At first, I set this up as a one-way sync, “pushing” photos and videos from my phone to my desktop PC whenever I was on an unmetered WiFi network. But then I switched it to a two-way
sync, enabling me to more-easily tidy up my phone of old photos too, by just dragging them from the folder that’s synced with my phone to my regular picture storage.
Centralising my backups
Now I’ve got a fancy NAS device with tonnes of storage, it makes sense to use it as a central
point for backups to run fom. Instead of having many separate backup processes running on different computers, I can just have each of them sync to the NAS, and the NAS can back everything up. Computers don’t need to be “on” at a particular
time because the NAS runs all the time, so backups can use the Internet connection when it’s quietest. And in the event of a
hardware failure, there’s an up-to-date on-site backup in the first instance: the cloud backup’s only needed in the event of accidental data deletion (which could be sync’ed already, of
course!). Plus, integrating the sync with ownCloud running on the NAS gives easy access to
my files wherever in the world I am without having to fire up a VPN or otherwise remote-in to my house.

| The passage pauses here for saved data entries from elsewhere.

PR #194, opened 2026-07-14
feat(control-ui): support touch/pointer input for tile drag-move and resize

### LINKED ISSUE #80: Feature: support touch/pointer input for tile drag-move and resize

The new interactions are mouse-only (`handleGridMouseDown`, `window.addEventListener('mouseup', …)`, `control-ui/src/index.tsx:625-715`); no `touchstart`/`pointerdown`. On tablets/phones — a primary use case for a *remote* control page — tiles can't be moved or resized.

**Desired** — migrate to Pointer Events so mouse and touch share one path (pairs with the drag/resize cancel-semantics bug fix).

_Source: feature/DX analysis_

NilsR0711:
## Problem

The grid's drag-move and resize gestures were mouse-only (`handleGridMouseDown`, `window.addEventListener('mouseup', …)`) — no `touchstart`/`pointerdown` handling. On tablets/phones, a primary use case for a *remote* control page, tiles couldn't be moved or resized.

## Solution

- Migrated the grid's gesture handlers from Mouse Events to Pointer Events (`onPointerDown`, `onPointerMove`, `onPointerLeave`) so mouse and touch share one code path. `isPrimaryButton`/`resolveMoveTarget` in `gestures.ts` are event-shape agnostic and needed no changes.
- The window-level `mouseup` listeners for ending a move/resize now also listen for `pointercancel`, aborting the gesture without committing when a system gesture interrupts a touch drag.
- Added `computeHoveringIdx`, a pure bounds-checked helper for resolving the hovered cell from raw coordinates. Mouse hover tracking relied on `mouseleave` to clear the hovered cell once the pointer left the grid mid-drag; a touch pointer is implicitly captured to its `pointerdown` target and never dispatches boundary events while dragging, so this reproduces the "off grid" signal directly from coordinates instead — without it, a touch drag released outside the grid could commit against whatever cell the out-of-bounds coordinates happened to floor to.
- Added `touch-action: none` to the drag/resize surfaces so a finger-drag isn't hijacked by the browser's default touch scrolling/panning.
- Kept the resize handles visible without `:hover` on touch/pen devices (`@media (hover: none), (pointer: coarse)`), since touch has no hover state to reveal them — without this the handles would stay invisible (`opacity: 0`) and be impossible to grab on a touchscreen even after the event-handling migration.

### Architecture decisions

- Kept the pure gesture-decision logic (`isPrimaryButton`, `resolveMoveTarget`) untouched in `gestures.ts` since they already operate on primitives (button codes, coordinates), not event objects — no coupling to Mouse vs Pointer event types.
- Followed the existing pattern from #135/#136 (the drag/resize cancel-semantics fix this issue explicitly pairs with) of keeping gesture *decisions* as pure, independently-unit-tested helpers in `gestures.ts`, separate from the DOM-wiring in `index.tsx`.

## Testing

- `gestures.test.ts`: exhaustive coverage of the new `computeHoveringIdx` helper (in-bounds corners/middle, and every out-of-bounds edge — this is the regression case for the touch capture behavior described above).
- `GridInput.test.tsx` (new): confirms the grid tile responds to `pointerdown` and no longer requires `mousedown` — i.e. the actual DOM wiring, not just the pure logic.
- Full quality gate green locally: `npm run format:check`, `npm run lint`, `npm run typecheck`, `npm test` (all workspaces), and `npm -w streamwall-control-client run build`.
- **Not tested**: live touchscreen/tablet interaction. This repo's own README notes visual/interactive verification isn't possible in this headless environment (no display, and the Electron app + control-server + a live stream uplink would all need to be running together to exercise the real grid). The pointer-event semantics themselves (capture behavior, `pointercancel`, bounds-checking) are backed by the unit tests above, which encode the specific touch-vs-mouse differences that would otherwise cause regressions.

## Risks / breaking changes

None expected — mouse behavior is unchanged (Pointer Events for mouse fire with the same semantics as the Mouse Events they replace), and this is purely additive for touch/pen input.

Closes #80

### DIFF
--- a/packages/streamwall-control-ui/src/GridInput.test.tsx
+++ b/packages/streamwall-control-ui/src/GridInput.test.tsx
@@ -1,0 +1,79 @@
+import Color from 'color'
+import { render } from 'preact'
+import { act } from 'preact/test-utils'
+import { afterEach, describe, expect, test, vi } from 'vitest'
+
+// `idColor` (from streamwall-shared) returns a `Color` instance built from
+// *that* package's own `color` module copy — the monorepo doesn't dedupe it
+// against this package's copy (see packages/streamwall-shared/node_modules/color
+// vs packages/streamwall-control-ui/node_modules/color in package-lock.json).
+// `GridInput`'s styled component then re-wraps it via `Color($color)...` using
+// *this* package's copy, which can't parse an instance from the other copy.
+// That's an unrelated, pre-existing cross-package bug (tracked separately);
+// stub `idColor` here with a same-copy `Color` instance so this test isolates
+// the pointer-event wiring this file is actually about.
+vi.mock('streamwall-shared', async (importOriginal) => {
+  const actual = await importOriginal<typeof import('streamwall-shared')>()
+  return { ...actual, idColor: () => Color('white') }
+})
+
+import { GridInput } from './index.tsx'
+
+let container: HTMLDivElement | undefined
+
+afterEach(() => {
+  if (container) {
+    act(() => render(null, container!))
+    container.remove()
+    container = undefined
+  }
+})
+
+function renderInput(
+  props: Partial<Parameters<typeof GridInput>[0]> = {},
+): HTMLDivElement {
+  container = document.createElement('div')
+  document.body.appendChild(container)
+  act(() => {
+    render(
+      <GridInput
+        style={{}}
+        idx={0}
+        onChangeSpace={() => {}}
+        spaceValue=""
+        isHighlighted={false}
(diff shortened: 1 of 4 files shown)


NilsR0711:
Filed a follow-up for a pre-existing, unrelated bug discovered while writing the `GridInput` component test in this PR: #196 (the `color` npm package is duplicated across workspaces, so `Color` instances from `idColor()` in `streamwall-shared` can't be re-wrapped by `streamwall-control-ui`'s own copy).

Plus: because Syncthing can share a folder between any number of devices, the same sharing mechanism that puts my phone’s photos onto my main desktop can simultaneously be
pushing them to the NAS, providing redundant connections. And it was a doddle to set up.
Maintaining my media centre’s screensaver
Since the NAS, running Jellyfin, took on most of the media management jobs previously
shared between desktop computers and the media centre computer, the household media centre’s had less to do. But one thing that it does, and that gets neglected, is showing a
screensaver of family photos (when it’s not being used for anything else). Historically, we’ve maintained the photos in that collection via a shared network folder, but then you’ve got
credential management and firewall issues to deal with, not to mention different file naming conventions by different people (and their devices).
But simply sharing the screensaver’s photo folder with the computer of anybody who wants to contribute photos means that it’s as easy as copying the picture to a particular place. It
works on whatever device they care to (computer, tablet, mobile) on any operating system, and it’s quick and seamless. I’m just using it myself, for now, but I’ll be offering it to the
rest of the family soon. It’s a trivial use-case, but once you’ve got it installed it just makes sense.
In short: this month, I’m in love with Syncthing. And maybe you should be, too.